Ile-de-France : Une rentrée en demi-teinte 

Vice-présidente de la région Ile-de-France, Henriette Zoughebi a en charge près de 500 lycées. Elle décrit une rentrée complexe entre les réalités héritées de Luc Chatel et les espoirs liés à l'alternance politique et à la refondation. Pour elle une urgence : affirmer des objectifs précis pour le système éducatif.

 

Comment s'effectue la rentrée en Ile-de-France

 

La rentrée est en demi-teinte. C'est une rentrée préparée par Luc Chatel. Mais indiscutablement la confiance est en train d'être rétablie. Il y a une attention portée aux enseignants. Le ministre annonce qu'il y aurait 22 000 recrutements en 2013, soit 13 000 de plus, s'il arrive à les pourvoir. Ce serait une vraie avancée. Mais à cette rentrée les questions ne sont pas résolues. L'alerte donnée sur les options en langues et en arts mutualisées à Paris demeure. Il y  aussi des suppressions de filières dans l'académie de Versailles, de BTS à Créteil. Dans l'enseignement professionnel le passage à 3 années en bac pro permet d'éviter la catastrophe. Mais nous sommes très inquiets des suppressions de filières. Ca n'encourage pas les jeunes à aller en L.P. Dans ces conditions, comment lutter contre la désaffection dans ces lycées ?

 

Que pensez-vous de l'annonce des emplois aidés professeurs ?

 

C'est intéressant de dire aux jeunes des milieux populaires qu'ils peuvent être professeurs. Le gouvernement prend en compte la nécessité du pré-recrutement des enseignants. Par contre il faut rester vigilant sur les tâches que feront ces jeunes. S'agit-il d'une entrée progressive dans le métier ou de mettre les jeunes directement dans les élèves ? Ce serait inquiétant. Il faut aussi prévoir une vraie liaison entre l'université et l'établissement où travaille le jeune pour qu'on aide les jeunes à réussir leurs études. Il faut aussi que le recrutement se fasse au niveau rectoral et non de l'établissement pour le garantir. C'est à ces conditions que l'objectif des 6000 jeunes pourrait être atteint.

 

V. Peillon veut remettre à l'honneur la "morale laïque". Est-ce une bonne chose ?

 

S'il s'agit de partager la devise de la République ça m'intéresse. On peut étudier la liberté en philosophie ou histoire. Mais s'il s'agit d'éléments de morale on est sur un terrain glissant. Par exemple dire le bien ou le mal relève du débat pas d'un enseignement. Je ne pense pas que l'Ecole puisse dire ce qu'est le bien ou le mal. Le rôle de l'Ecole c'est que chaque enfant construise sa vision du monde. Il n'y a pas de morale officielle.

 

Vous participez à la concertation nationale depuis le début. Quelle vision en avez-vous ?

 

C'est vraiment intéressant que le ministre l'ait ouverte. Ca change totalement de la période antérieure. Mais il faudrait ajouter une concertation avec les communautés éducatives sur le terrain.
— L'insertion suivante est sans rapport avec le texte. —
PR #2624, opened 2016-02-14
Convert mirrors to regular repositories

### LINKED ISSUE #2607: Add ability to alter an existing repository from "mirroring" to "normal" behavior
IMHO it would be nice if one could create a repository mirror and decide later, if that this repository should be standalone from now on. I guess that could be handy to have if one is doing preparations for moving towards gogs. It would be possible to keep the repositories in sync, till everything is in place.

mhartkorn:
This PR intends to fix  #2607.

I refactored `models.MigrateRepository` a bit to extract the steps that are taken if a repository is *not* a mirror into a separate method. With this I was able to create a new option in the repository settings that converts a mirror into a regular repository.

There might be problems with the new translation strings because I was not able to make them work on my local machine. Maybe someone can help me out here?


mhartkorn:
OK, I got the translations to work locally but I don't want to push anything because the generated files looks very odd to me.

models/repo.go
```diff
@@ -654,7 +654,17 @@ func MigrateRepository(u *User, opts MigrateRepoOptions) (*Repository, error) {
...
+	repo, err = FinishMigrateRepository(repo, repoPath)
+	if err != nil {
+		return repo, err
+	}
+
+	return repo, UpdateRepository(repo, false)
+}
+
+// Finish migrating repository with things that don't need to be done for mirrors.
+func FinishMigrateRepository(repo *Repository, repoPath string) (*Repository, error) {
```
Unknwon: Better call it `CleanUpMirrorInfo`?

conf/locale/locale_en-US.ini
```diff
@@ -587,11 +587,16 @@ settings.danger_zone = Danger Zone
...
 settings.transfer_desc = Transfer this repository to another user or to an organization in which you have admin rights.
 settings.new_owner_has_same_repo = The new owner already has a repository with same name. Please choose another name.
+settings.convert = Convert To Regular Repository
+settings.convert_desc = You can convert this mirror to a regular repository. This cannot be reversed.
 settings.delete = Delete This Repository
 settings.delete_desc = Once you delete a repository, there is no going back. Please be certain.
 settings.transfer_notices_1 = - You will lose access if new owner is a individual user.
 settings.transfer_notices_2 = - You will conserve access if new owner is an organization and if you're one of the owners.
 settings.transfer_form_title = Please enter following information to confirm your operation:
+settings.convert_notices_1 = - This operation will convert this repository mirror into a regular repository and cannot be undone.
```
Unknwon: Why not put these lines right after line 591?

Unknwon:
Can you take a screenshot of new settings page?

models/repo.go
mhartkorn: I moved the existing code into a separate method and did not change anything (except for adding an additional return). The code I moved was not executed when creating a mirror but when creating a regular repo.

I thought this would be better than writing code that does essentially the same as the existing code.

mhartkorn:
New settings "Danger Zone":

gogs

models/repo.go
Unknwon: No... I'm talking the function name..

conf/locale/locale_en-US.ini
mhartkorn: I refactored the file a bit and moved all "transfered", "delete", and "convert" strings together. They were all scattered all over the place. Will be pushed with the next commit.

models/repo.go
mhartkorn: Oh sorry. I think `CleanUpRepoInfo` would be better. It is not only used for mirrors.

mhartkorn: Or `CleanUpMigrateInfo`.

Unknwon: OK, `CleanUpMigrateInfo` looks better.

modules/auth/repo_form.go
```diff
@@ -37,6 +37,18 @@ func (f *CreateRepoForm) Validate(ctx *macaron.Context, errs binding.Errors) bin
 	return validate(errs, ctx.Data, f, ctx.Locale)
 }
 
+type ConvertRepoForm struct {
```
Unknwon: Why do you need this?

routers/repo/setting.go
```diff
@@ -141,6 +141,39 @@ func SettingsPost(ctx *middleware.Context, form auth.RepoSettingForm) {
...
+				ctx.Error(404)
+				return
+			}
+		}
+
+		if !repo.IsMirror {
+			ctx.Error(404)
+			return
+		}
+
```
Unknwon: Please remove this line.

routers/repo/setting.go
```diff
@@ -141,6 +141,39 @@ func SettingsPost(ctx *middleware.Context, form auth.RepoSettingForm) {
...
+		repo.IsMirror = false
+
+		if _, err := models.FinishMigrateRepository(repo, models.RepoPath(ctx.Repo.Owner.Name, repo.Name)); err != nil {
+			ctx.RenderWithErr(ctx.Tr("settings.convert.failed"), SETTINGS_OPTIONS, &form)
+			return
+		}
+
+		if 	err := models.UpdateRepository(repo, false); err != nil {
```
Unknwon: Looks like didn't run `gofmt`?

routers/repo/setting.go
```diff
@@ -141,6 +141,39 @@ func SettingsPost(ctx *middleware.Context, form auth.RepoSettingForm) {
...
+			ctx.RenderWithErr(ctx.Tr("settings.convert.failed"), SETTINGS_OPTIONS, &form)
+			return
+		}
+		log.Trace("Repository converted: %s/%s", ctx.Repo.Owner.Name, repo.Name)
```
Unknwon: `Repository converted from mirror to regular`

templates/repo/settings/options.tmpl
```diff
@@ -165,6 +178,36 @@
 	</div>
 </div>
 
+<div class="ui small modal" id="convert-repo-modal">
```
Unknwon: Use this inside the logic block `{{if .Repository.IsMirror}}` as well.

mhartkorn:
Thanks for the good suggestions. I refactored the code.

models/repo.go
```diff
@@ -695,7 +705,7 @@ func MigrateRepository(u *User, opts MigrateRepoOptions) (*Repository, error) {
 		repo.DefaultBranch = headBranch.Name
 	}
 
-	return repo, UpdateRepository(repo, false)
+	return repo, nil
```
Unknwon: Should we call `UpdateRepository` here and looks more consist because normally you wouldn't expect an update operation after such function?

mhartkorn:
The new commit moved `UpdateRepository` into `CleanUpMigrateInfo`. I forgot to remove the repository from the `mirror` table in the database. This is fixed now with the new method `models.DeleteMirrorByRepoID`.

Unknwon:
Thanks!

Il faut un débat public national sur l'avenir et la transformation démocratique de l'Ecole. Il faut aussi faire croiser les visions des chercheurs, celles des politiques et des communautés éducatives. Mais l'essentiel c'est déjà de dire ce que doit être l'Ecole, quelles ambitions on doit avoir pour les enfants. La question de l'élévation générale des diplômes est posée avec force à notre société. Il faut cibler 100% d'une génération au bac ce qui passe par la scolarité obligatoire jusqu'à 18 ans. Dans la refondation on ne doit pas penser qu'à ce qu'on peut faire maintenant mais aussi à la vision qu'on veut pour changer l'Ecole.

 

La concertation permet à de nombreux points de vue de s'exprimer. Maintenant que va-t-on en faire ? Il y aura-t-il suffisamment d'ambition ? JM Ayrault s'est fixé des objectifs d'efficacité et de justice. Mais comment va-t-relancer l'éducation prioritaire ? Sur quelles bases ? Quels moyens faut-il mettre en place ? Quels objectifs et étapes ? On sort d'un moment où ce qui a prévalu c'était l'excellence, le mérite, l'élite. On a encouragé le tri. J'attends du ministre par exemple qu'il arrête les internats d'excellence. Il faut qu'il fixe des objectifs clairs, des ambitions. Regardez le numérique. Quels enjeux pour la société ! L'éducation nationale sera-t-elle capable d'encourager la mise en réseau des enseignants ? Des enseignants et des élèves ? On voit bien que ça change des structures hiérarchiques traditionnelles. Si on n'y arrive pas on ne changera pas les choses. On passera à coté d'une chance formidable.

 

Propos recueillis par François Jarraud

 

 

 

Par fjarraud , le mardi 04 septembre 2012.